EXERCISE AIM:
What you return should be the lines of the data containing "boost", each in full.

--- DATA TO EXAMINE ---

PR #385, opened 2025-01-29
Update to c++17

Ohisemega:
Update Codebase to C++17 Standard

Remove boost::shared_ptr, boost::optional, boost::bind, boost::mutex, boost::to_string, boost::lexical_cast<std::string>, boost::function, etc
Replace the above boost libraries with std:: equivalent.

---

PROBLEM SOLUTION:
Remove boost::shared_ptr, boost::optional, boost::bind, boost::mutex, boost::to_string, boost::lexical_cast<std::string>, boost::function, etc
Replace the above boost libraries with std:: equivalent.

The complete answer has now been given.